Houjun Liu

SU-CS224N APR232024

Evaluating Machine Translation

BLEU

Compare machine vs. multiple-human reference translations. Uses N-Gram geometric mean—the actual n gram size isn’t super special.

Original idea to have multiple reference translations—but maybe people to do this only one reference translation—good score in expectation.

Limitations

  • good translation can get a bad BLEU because it has low n gram overlap
  • penalty to too-short system translations (i.e. translating only easy sentences isn’t a good metric)
  • you really can’t get to 100 in BLEU because of variations in text

attention

Given a vector of values, a vector query, attention is a technique to compute a weighted sum of the values depending on the query.

motivation

machine translation problem—naive LSTM implementation has to stuff the entire information about a sentence into a single ending vector.

  • improves performance
  • more human like model for the MT
  • solves the bottleneck problem
  • helps solving Vanishing Gradients
  • interoperability — provides soft phrase-level alignments, and know what is being translated

implementation

each step of the decoder, we will insert direct connections to the encoder to look at particular parts of the input source sequence

dot every output state against every input state, softmax and add against the source sequence input.

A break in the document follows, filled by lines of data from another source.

PR #115, opened 2024-02-29
Fix: make parse comment more readable

### LINKED ISSUE #91: Refactor needed for parse_issue_header method

lwasser:
closes #91 to make the method easier to follow and more readable. 
As it was there were multiple nested helpers making it super hard to follow / trouble shoot. i'm trying to surface each step and make each method name more user friendly with this draft pr.


lwasser:
ok i have added some very basic tests and some structure around the test suite. i don't want to bloat this pr even further so i think this is ready for a review / merge. ✨

PR #120, opened 2024-03-07
Fix: refactor and reorganize modules

lwasser:
This pr is an attempt to clean up and reorganize the various elements of this package. it does the following. 

1. it moves all of the pydantic models to a single models.py module. Then all of the pydantic things are only imported in that module. 
2. It moves the small cleaning functions that i created to a separate clean.py module. that way it's clear where they come from. 
3. it keeps the process_issue and process_contributors classes in separate modules by themselves. 

I have a question however. Right now #3 above - both modules need to call the github API. And as such i share the token authentation between the two classes. I wondered if it might make more sense to create a new github module that just handles github things? and i'd love some feedback on this. 

The goal here is to make the code easier to maintain and read.


willingc:
@lwasser Can you please provide a brief note for the PR on what changes are here ☀️

lwasser:
@willingc done!! i also have a question about organization.

willingc:
@lwasser Let's do this. Let me review this PR as is. We can then tackle simplifying the GitHub token use and naming in separate iterative PRs. Each PR can be small and tested with the goal of keeping the functionality working with minimal changes at once 👍🏼

src/pyosmeta/contributors.py
```diff
@@ -1,165 +1,10 @@
...
-    @classmethod
-    def clean_strings(cls, string: str) -> str:
-        """This is a cleaning step that will remove spurious
-        characters from string fields.
-
-        """
-        if isinstance(string, str):
-            string = re.sub(r"[\r\n]", "", string)
-        return string
+from typing import List, Optional, Tuple
```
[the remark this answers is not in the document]
willingc: Let's tackle this in a different PR.

lwasser:
@willingc that would be wonderful. i really appreciate your reviewing!!  🙌

lwasser:
i really see the value of smaller pr's. this one feels big big BUT it's mostly my moving things around and renaming. (and i removed some comments from my prior less create an issue savy self)

src/pyosmeta/clean.py
```diff
@@ -0,0 +1,104 @@
...
+    """Helper to strip unwanted chars from text"""
+
+    unwanted = ["(", ")", "@"]
+    for char in unwanted:
+        a_str = a_str.replace(char, "")
+
+    return a_str.strip()
+
+
+def parse_user_names(username: str) -> dict[str, str]:
```
willingc, line 42: Since this is not related to cleaning utilities, this may be better being moved to a file named `parse_utils` and rename this to `clean_utils`.

src/pyosmeta/clean.py
```diff
@@ -0,0 +1,104 @@
+"""Helpers that clean various markdown elements found in issue review text
```
willingc, line 1:
```suggestion
"""General cleaning utilities for markdown text.

We use these helpers to clean various markdown elements found in issue review text.
```

src/pyosmeta/models.py
```diff
@@ -0,0 +1,370 @@
+""""""
```
willingc, line 1:
```suggestion
"""Data models for Contributors, Reviews, and GitHub metadata.

This module also includes a convenience class for URL validation.
"""
```

willingc (approved):
Let's land the module docstring changes in this PR and leave renaming to future PRs. Thanks @lwasser. Nice work separating some of the code.

willingc (approved):
Thanks @lwasser. 🚢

with encoder \(h_{j}\) and decoder \(s_{k}\):

dot product attention

\begin{align} e_{i} = s^{T} h_{i} \end{align}

limitation: LSTM latent layers are a little bit too busy—some of the information is not as useful as others—also forces everything to have dimension-to-dimension match

multiplicative attention

“learn a map from encoder vectors to decoder vectors—working out the right place to pay attention by learning it”

\begin{equation} e_{i} = s^{T} W h_{i} \end{equation}

limitation: lots of parameters to learn in \(W\) for no good reason

reduced-rank multiplicative attention

\begin{equation} e_{i} = s^{T} Q R h_{i} = (Q s^{T})^{T} (R h_{i}) \end{equation}

essentially, why don’t we project \(s\) and \(h\) down to smaller dimensions before the dot product is taken?

this motivates also transformers

additive attention

\begin{equation} e_{i} = v^{T} \text{tanh} \qty(W_1 h_{i} + W_{2} s) \end{equation}

where \(v\) and \(W_{j}\) are learned.